My only beef with the mode (apart from it taking a LOT of play to get the upper tier items) is that if you’re going to go to all this trouble of giving him a home and a life outside of work, he needs someone else around to at least acknowledge the work he’s putting into his home. I’m saying 47 needs one too-friendly neighbor who comes around at random intervals to comment on the absurdity of his life. I’m thinking of a Joe Pera-like figure, a guy so banally normal and predisposed to long-winded chatter that dealing with him becomes a mini-game unto itself. I want Agent 47 to have to figure out how to navigate a guy who won’t stop telling him about the latest town council meetings and asking why he’s always taking a motorboat to the Maldives. It would be his toughest assignment to date.

I doubt we’re ever going to get much else added to this mode given that IO is onto other things, but that’s OK. I’m still having a blast jumping into runs every now and again. I imagine I’ll keep doing that at least until I can unlock my basement drum set.

9. Tape to Tape

A couple of early access things really grabbed my attention this year, and this goofy arcade hockey game was absolutely one of them. Nobody makes good hockey games anymore. OK, that’s probably too bold a statement to be making given that I have spent no time researching beyond what the EA game looks like every year, but that game is not in a good place. All I know for certain is that I haven’t played a non-EA hockey game for the number of hours I spent with Tape to Tape probably since NHL Hitz was a thing.

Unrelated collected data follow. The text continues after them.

PR #412, opened 2024-08-24
fix: Propagate dev server errors in CLI compatible format

mike-zorn:
This makes it so that errors from the dev server are propagated back to the CLI in a way that the CLI can reasonably render. This way, we can return something that gives the user an idea of what went wrong vs. a generic "unexpected error" message.

example
```
❯ ldcli dev-server add-project --project jimbo-jones --source staging
unable to get SDK key from LD API: 404 Not Found (code: internal_server_error)
```

### DIFF
--- a/internal/dev_server/api/error_handlers.go
+++ b/internal/dev_server/api/error_handlers.go
@@ -25,11 +25,15 @@ func (eh errorHandler) HandleError(w http.ResponseWriter, r *http.Request, err e
 }
 
 var RequestErrorHandler = errorHandler{
+	// HACK: This is really just repeating the status code.
+	// It'd be nice to make these be codes that are meaningful to the user.
 	code:       "bad_request",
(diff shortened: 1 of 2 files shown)


internal/dev_server/api/error_handlers.go
```diff
@@ -0,0 +1,35 @@
+package api
+
+import (
+	"encoding/json"
+	"log"
+	"net/http"
+)
+
+type errorHandler struct {
+	code       string
```
kinyoklion, line 10: nit: Code seems like a strange name for this. It *looks* like statusText.

kinyoklion (approved):

dbolson (approved):

internal/dev_server/api/error_handlers.go
kinyoklion: Cool. I figured there was a reason for it.

PR #418, opened 2024-09-04
feat: Display source environment in LaunchDevly UI

cdelst:
**Requirements**

image

### DIFF
--- a/internal/dev_server/ui/src/Flags.tsx
+++ b/internal/dev_server/ui/src/Flags.tsx
@@ -2,7 +2,7 @@ import { LDFlagSet, LDFlagValue } from 'launchdarkly-js-client-sdk';
 import { Button, Checkbox, IconButton, Label } from '@launchpad-ui/components';
 import { Box, CopyToClipboard } from '@launchpad-ui/core';
 import Theme from '@launchpad-ui/tokens';
-import { useEffect, useState } from 'react';
+import { useEffect, useState, useCallback, useMemo } from 'react';
 import { Icon } from '@launchpad-ui/icons';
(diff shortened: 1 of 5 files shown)


internal/dev_server/ui/src/Flags.tsx
```diff
@@ -23,61 +29,70 @@ function Flags({ selectedProject, flags, setFlags }: FlagProps) {
     Record<string, FlagVariation[]>
   >({});
 
-  const overridesPresent = overrides && Object.keys(overrides).length > 0;
+  const overridesPresent = useMemo(
```
cdelst, line 32: best practice to not recalculate these every time

internal/dev_server/ui/src/Flags.tsx
```diff
@@ -23,61 +29,70 @@ function Flags({ selectedProject, flags, setFlags }: FlagProps) {
...
+    [overrides],
+  );
 
-  const updateOverride = (flagKey: string, overrideValue: LDFlagValue) => {
-    const updatedOverrides = {
-      ...overrides,
-      ...{
-        [flagKey]: {
-          value: overrideValue,
+  const updateOverride = useCallback(
```
cdelst, line 37: useCallback lets us cache this func definition between renders

mike-zorn: Do we want that though? We closure in the override state...

mike-zorn: ohhh, I see you also pass in the deps.

mike-zorn (approved):

PR #420, opened 2024-09-06
feat: Pick from list of real variations

mike-zorn:
This adds better UX for multivariate flags. Previously, you just had the ability to edit the raw json values. Now you can pick from the available variations already defined in the LD service or you can create your own "local override". This is implemented by fetching all flags from the flag list API and writing the variations to the sqlite db. The data written to SQLite is then used to serve subsequent requests. I took this approach because it means that the pulled flag state should be in-sync with the available variations and it enables offline work. It does mean that add project & sync project operations take significantly longer in projects with large amounts of flags.

Some other changes are along for the ride because this branch was longer lived than ideal.

- search bar for flags
- display source environment
- dark mode
- fix patch endpoint so that the side-effect resync causes the observers to fire


internal/dev_server/db/sqlite.go
```diff
@@ -70,7 +72,16 @@ func (s Sqlite) UpdateProject(ctx context.Context, project model.Project) (bool,
 		return false, errors.Wrap(err, "unable to marshal flags state when updating project")
 	}
 
-	result, err := s.database.ExecContext(ctx, `
+	tx, err := s.database.BeginTx(ctx, nil)
```
cdelst, line 75: sqllite has transactions???

cdelst (approved):

internal/dev_server/db/sqlite.go
mike-zorn: Yeah. SQLite is kinda incredible. It's one of the best [tested](https://www.sqlite.org/testing.html) and [widely used](https://www.sqlite.org/mostdeployed.html) pieces of software you'll find.

PR #426, opened 2024-09-12
fix: LaunchDevly: Pagination for 'Only show flags with overrides'

cdelst:
Fixes the interaction with pagination when toggling the "only" toggle.  Puts the filter ahead of the display logic so that our pagination doesn't get confused why the render is leaving flags out.  

This works as expected now.

### DIFF
--- a/internal/dev_server/ui/src/Flags.tsx
+++ b/internal/dev_server/ui/src/Flags.tsx
@@ -53,12 +53,24 @@ function Flags({
   const filteredFlags = useMemo(() => {
     if (!flags) return [];
     const flagEntries = Object.entries(flags);
-    const search = searchTerm.toLowerCase();
-    const filtered = fuzzysort
-      .go(search, flagEntries, { all: true, key: '0', threshold: 0.7 })
-      .map((result) => result.obj);
-    return filtered;
-  }, [flags, searchTerm]);
+    return flagEntries
+      .filter((entry) => {
+        if (!searchTerm) return true;
+        const [flagKey] = entry;
+        const result = fuzzysort.single(searchTerm.toLowerCase(), flagKey);
+        return result && result.score > -5000; // Adjust threshold as needed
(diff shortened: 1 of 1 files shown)


internal/dev_server/ui/src/Flags.tsx
```diff
@@ -231,6 +243,7 @@ function Flags({
                   setSearchTerm(e.target.value);
                   setCurrentPage(0); // Reset pagination
                 }}
+                value={searchTerm}
```
cdelst, line 246: Previously the input of the search box wasn't actually coupled to the display of the search... We were just relying on onChange events.

internal/dev_server/ui/src/Flags.tsx
```diff
@@ -247,10 +260,6 @@ function Flags({
             const hasOverride = flagKey in overrides;
             const currentValue = hasOverride ? overrideValue : flagValue;
 
-            if (onlyShowOverrides && !hasOverride) {
```
cdelst, line 250: This was causing issues, because we need to not do any filter logic in the display logic for the pagination to work as expected.

internal/dev_server/ui/src/Flags.tsx
```diff
@@ -53,12 +53,24 @@ function Flags({
...
     if (!flags) return [];
     const flagEntries = Object.entries(flags);
-    const search = searchTerm.toLowerCase();
-    const filtered = fuzzysort
-      .go(search, flagEntries, { all: true, key: '0', threshold: 0.7 })
-      .map((result) => result.obj);
-    return filtered;
-  }, [flags, searchTerm]);
+    return flagEntries
+      .filter((entry) => {
```
cdelst, line 57: Refactored to be clearer filter entries.  I assume we'll add another for tags in the future ;)

mike-zorn (approved):

PR #427, opened 2024-09-12
fix: LaunchDevly: Cleanup code and remove only show overrides when there are no overrides

cdelst:
Previously you could get stuck in an error state where the "only show overrides" checkbox would get locked to on, and then disabled so that you couldn't edit it again due to having no overrides.  

I solved this by adding a cheap useEffect hook that checks for this condition and directs us into a valid state. 

I thought about hooking this in in various places to avoid the useEffect usage, but a global watcher for this component made the most sense to me.

### DIFF
--- a/internal/dev_server/ui/src/Flags.tsx
+++ b/internal/dev_server/ui/src/Flags.tsx
@@ -16,7 +16,7 @@ import {
   Stack,
 } from '@launchpad-ui/core';
 import Theme from '@launchpad-ui/tokens';
-import { useState, useCallback, useMemo } from 'react';
+import { useState, useCallback, useMemo, useEffect } from 'react';
 import { Icon } from '@launchpad-ui/icons';
 import { apiRoute } from './util.ts';
 import { FlagVariation } from './api.ts';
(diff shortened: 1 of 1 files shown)


internal/dev_server/ui/src/Flags.tsx
```diff
@@ -207,24 +209,11 @@ function Flags({
...
-                // Opt out of local state updates since we're bulk-removing
-                // overrides async
-                removeOverride(flagKey);
+                return removeOverride(flagKey);
               }),
             );
 
-            // Winnow out removed overrides and update local state in a
-            // single pass
-            const updatedOverrides = overrideKeys.reduce(
```
cdelst, line 218: Turns out this was entirely unnecessary

internal/dev_server/ui/src/Flags.tsx
```diff
@@ -42,14 +42,20 @@ function Flags({
...
-  const [currentPage, setCurrentPage] = useState(0); // Change initial page to 0
+  const [currentPage, setCurrentPage] = useState(0);
   const flagsPerPage = 20;
 
   const overridesPresent = useMemo(
     () => overrides && Object.keys(overrides).length > 0,
     [overrides],
   );
 
+  useEffect(() => {
```
cdelst, line 53: Main bug fix here.

mike-zorn (approved):

PR #87, opened 2016-05-20
Implement Address selection from dropdown - RIP-135

autotelik:
Bug fixes around address validation

### DIFF
--- a/app/forms/flood_risk_engine/steps/base_address_form.rb
+++ b/app/forms/flood_risk_engine/steps/base_address_form.rb
@@ -49,11 +49,16 @@ module FloodRiskEngine
         if address_attributes
           validator = AddressValidator.new(address_attributes)
 
-          @address_to_assign = Address.new(address_attributes) if validator.validate
+          if validator.validate
+            @address_to_assign = Address.new(address_attributes)
+            logger.debug("LocalAuthority address now #{@address_to_assign.inspect}")
+          else
+            # not too sure how to merge this validation into Form automatically so for now
+            # manually clone error messages
+            logger.debug("Address Valid #{validator.valid?} Errors [#{validator.errors.inspect}]")
 
-          logger.debug("AddressValidator returned [#{validator.valid?}]")
-
-          logger.debug("LocalAuthority address now #{@address_to_assign.inspect}")
+            validator.errors.each { |_e, m| errors.add :address, m }
+          end
 
           validator.valid?
         else
--- a/Gemfile
+++ b/Gemfile
@@ -19,6 +19,6 @@ group :test do
   gem "rspec-html-matchers"
   gem "database_cleaner", "~> 1.5"
   gem "codeclimate-test-reporter", require: false
-  gem "vcr", "~> 3.0"
+  gem "vcr", "~> 3.0.1"
   gem "webmock", "~> 1.24"
 end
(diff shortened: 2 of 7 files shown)


autotelik:
:eyes:

woodpigeon:
When the address service is misconfigured eg `ADDRESS_FACADE_TEST_SERVER = "yay.com"`
then there is a `NoMethodError (undefined method `empty?' for nil:NilClass):` error at `ea_facade_to_address.rb:10`
Can be fixed by replacing 
```return true if inbound && inbound.is_a?(Hash) && !inbound["results"].empty?```
with
```return true if inbound && inbound.is_a?(Hash) && !inbound["results"].blank?```

**Comment by autotelik** [comment]
Ok I'll have a look .. cos seems odd we get to that point if its misconfigured .. seems we should have a SearchServiceFailure before we get to  that point

**Comment by woodpigeon** [comment]
To get specs to pass I had to make 2 changes:

1.  Raise VCR errors in test so I know why the test is failing e.g. in `SearchServiceFailure`
```
def self.build(ex)
  trap_vcr_errors_due_to_missing_env_vars(ex) if Rails.env.test?

  Airbrake.notify(ex) if defined? Airbrake

  Rails.logger.error "Address lookup service failed: #{ex}"
  Rails.logger.debug("EA::AddressLookup Config was: #{EA::AddressLookup.config.inspect}") if Rails.env.test?

  SearchServiceFailure.new(ex)
end

def self.trap_vcr_errors_due_to_missing_env_vars(ex)
  raise ex if ex.message =~ /VCR/
end
```

2. Stub out #search in `postcodes_spec.rb:117` to stop a missing VCR cassette error (not sure why this works for anyone else ;-) )

```
expect_any_instance_of(AddressServices::FindByPostcode).to receive(:search).and_return(nil)
expect_any_instance_of(AddressServices::FindByPostcode).to receive("success?").and_return(false)
```

**Comment by autotelik** [comment]
VCR errors are already fully recorded in test.log .. I usually look there when a test fails and not clear why

File: app/forms/flood_risk_engine/steps/base_address_form.rb [hunk 1]
```diff
@@ -49,11 +49,16 @@ def assign_via_uprn
...
-          logger.debug("LocalAuthority address now #{@address_to_assign.inspect}")
+          if validator.validate
+            @address_to_assign = Address.new(address_attributes)
+            logger.debug("LocalAuthority address now #{@address_to_assign.inspect}")
+          else
+            # not too sure how to merge this validation into Form automatically so for now
+            # manually clone error messages
+            logger.debug("Address Valid #{validator.valid?} Errors [#{validator.errors.inspect}]")
+
+            validator.errors.each { |_e, m| errors.add :address, m }
```
reggieb: If errors returns a hash, iterating over the values would remove the need to have the unused `_e` variable:

`validator.errors.values.each { |message| errors.add :address, message }`

woodpigeon:
@autotelik I have added those changes around vcr error in another branch so could be merged in from there, so don't worry. The VCR errors I had were due to my misconfiguration of the address facade, but then `postcodes_spec.rb:117` was complaining about a missing cassette as it does go off-box. Anyway ignore as solved elsewhere and its not stopping CI tests from passing.

woodpigeon:
:ship: it when happy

Somehow, this is also a run-based game. You start out a run with one persistent character and one of a few possible pre-made characters with decent stats, then the rest of your roster is filled out with low-rung chuds. You move along a world map jumping from game to game, with some randomized events filling out the margins. The teams you face are all of the goofy variety. The first boss team is a team full of refs that cheat. Another one is eldritch cultists. Another is disco guys.

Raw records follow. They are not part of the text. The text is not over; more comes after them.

PR #91, opened 2016-05-24
Confirmation page - RIP-80 

autotelik:
Add a ref number field to enrollment, migration and after_create hook to populate it
Make display of continue button configurable
Create bare bones Service object to handle finalize once journey  complete


app/forms/flood_risk_engine/steps/confirmation_form.rb
```diff
@@ -0,0 +1,42 @@
...
+      end
+
+      private
+
+      def initialize(enrollment)
+        logger.info("#{enrollment.inspect} #{enrollment.correspondence_contact.inspect}")
+
+        super enrollment
+
+        @no_header_in_show = true
```
reggieb: I'd suggest defining the no_header_in_show method in this form so that it always returns true:

```
def no_header_in_show
  true
end
```

app/views/flood_risk_engine/enrollments/steps/show.html.erb
```diff
@@ -3,10 +3,21 @@
...
+      <%= render(
+              "flood_risk_engine/enrollments/header",
+              title_text: t("flood_risk_engine.enrollments.steps.#{step}.heading")
+          )
+      %>
+    <% end %>
+
+    <%= render 'flood_risk_engine/enrollments/validation_errors', form: form %>
+
+    <% # Using 'as:' changes the name of the fields in the form from eg
```
reggieb: This puts the comment code about `as:` back in after it was replaced with a shorter comment on the line using the `:as` (line 25). If you prefer the commend at it was, can you please remove the comment on line 25.

autotelik: thanks, there was bit of a funny merge on this, so I'll revisit

app/views/flood_risk_engine/enrollments/steps/_confirmation.html.erb
```diff
@@ -1 +1,35 @@
...
+<p class="text"><%= t ".email_sent", email: form.email %></p>
+
+<h2 class="heading-medium">
+  <%= t('.heading_h2') %>
+</h2>
+
+<p class="text"><%= t('.para_text2') %></p>
+<p class="text"><%= t('.para_text3') %></p>
+<p class="text"><%= t('.para_text4') %></p>
+<p class="text"><%= t('.para_text5') %>
```
reggieb: There is a problem with the pattern: `translation_one`, `link`, `translation_two` in that it is difficult to manage across different languages. 

For example if you wanted a link on "you" in "Who are you?", in English the link would go at the start of the string. But if you look at the equivalent Italian, "Tu chi sei", the link would have to be around "Tu" at the start of the string.

Therefore, I think the pattern where you pass the link into the translation as a variable, is a much better pattern. This will allow you to clean up the locale file (see above) and the code here:

```
<p class="text">
<%= t('.para_text5',
    link: link_to('flood risk activities guidance', t('.activities_url'), target: "_blank")
    ).html_safe
%>
</p>
```

app/views/flood_risk_engine/enrollments/steps/show.html.erb
autotelik: Ok yeah I cocked up the merge, that  longer comment should have been removed and the duplicated validation render .. fixed, TVM!

config/locales/flood_risk_engine/enrollments/steps/_confirmation.en.yml
```diff
@@ -0,0 +1,30 @@
...
+          heading_h2: What happens next
+          heading_h2_1: If your activity changes
+          para_text: 'Your reference is:'
+          email_sent: We've sent a confirmation email to %{email}
+          para_text2: You can begin work on the activity covered by your exemptions.
+          para_text3: Exemptions don’t expire, except for those for dredging which have time limits.
+                      If want to do the same activity again you must register a new exemption.
+          para_text4: We may check to see if your activity matches the conditions and
+            description of your exemption.
+          para_text5: You can check the conditions and description of your exemption
```
reggieb: I think:

para_text5: "You can check the conditions and description of your exemption in the %{link}."

is a better pattern

spec/forms/flood_risk_engine/confirmation_form_spec.rb
```diff
@@ -0,0 +1,43 @@
...
+      let(:form) { ConfirmationForm.factory(enrollment) }
+
+      subject { form }
+
+      it_behaves_like "a form object"
+
+      it { is_expected.to be_a(ConfirmationForm) }
+
+      describe "Save" do
+        include FloodRiskEngine::Engine.routes.url_helpers
```
reggieb: Do you need to include `FloodRiskEngine::Engine.routes.url_helpers` here?

app/views/flood_risk_engine/enrollments/steps/_confirmation.html.erb
autotelik: as an aside we don't need to support multiple languages, GDS policy

reggieb:
A couple of minor issues, otherwise :ship: it.

app/views/flood_risk_engine/enrollments/steps/_confirmation.html.erb
reggieb: Sorry - working with multiple languages is where this issue has caught me out in the past, and is the simplest example to show what the problem is. I realise that a second language is unlikely to be needed, but can't help seeing this as something that can be done better.

Feel free to ignore.

autotelik: Fixed

autotelik: No I like that pattern, changes made, the aside was just an aside :-)

PR #99, opened 2016-05-25
Add FRA23 and FRA24 to exemptions.

reggieb:
See [RIP-158](https://eaflood.atlassian.net/browse/RIP-158)

Note: that this requires a `rake db:seed` before the change will take effect. Seeding can be run multiple times without creating duplicates.


woodpigeon:
Looks good :ship: it

PR #100, opened 2016-05-25
Remove VCR and instead mock calls to EA::AddressLookup

reggieb:
This update adds methods available in RSpec tests, to allow EA::AddressLookup methods to be mocked and return data defined in spec/support/flood_risk_engine/mock_data/address_lookup.yml


woodpigeon:
Seems like a nice pattern, adding mock data to the gem.
:ship: it

PR #105, opened 2016-05-28
Remove VCR and instead mock calls to EA::AddressLookup 2

woodpigeon:
Where specs use VCR to mock EA::AddressLookup.find_* methods, replace
with the mock methods provided by the EA::AddressLookup.


app/forms/flood_risk_engine/steps/local_authority_address_form.rb
```diff
@@ -4,7 +4,9 @@ module Steps
     class LocalAuthorityAddressForm < BaseAddressForm
 
       def self.factory(enrollment)
-        raise(FormObjectError, "No Organisation set for step #{enrollment.current_step}") unless enrollment.organisation
+        unless enrollment.organisation
```
autotelik: most ruby style guides seem to prefer the former

spec/forms/flood_risk_engine/steps/local_authority_address_form_spec.rb
```diff
@@ -58,35 +40,33 @@ def form_requires_address_lookup
         }
 
         it "is valid when valid UK UPRN supplied via drop down but no street_address present" do
-          form_requires_address_no_street_lookup do
-            expect(form.validate(valid_but_no_street_address)).to eq true
-          end
+          mock_ea_address_lookup_find_by_uprn
+          expect(form.validate(valid_but_no_street_address)).to eq true
```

All of this is rendered with a pleasantly cartoonish presentation. It’s a very slapstick version of hockey, but the shocking thing is that it’s also good hockey. It has the right mix of over-the-top hitting and just-loose-enough scoring to remind you of the old arcade greats. Obviously with it still in early access there’s still a bunch of the game left to come, but the current campaign loop is still a bunch of fun as-is, and it’s even got multiplayer–assuming you don’t mind sitting some friends down in front of the computer.

8. Lethal Company

Here’s the other early access gem that knocked me out this year. Or chewed me up. Or summoned a giant mannequin and murdered me. Whatever one you like best.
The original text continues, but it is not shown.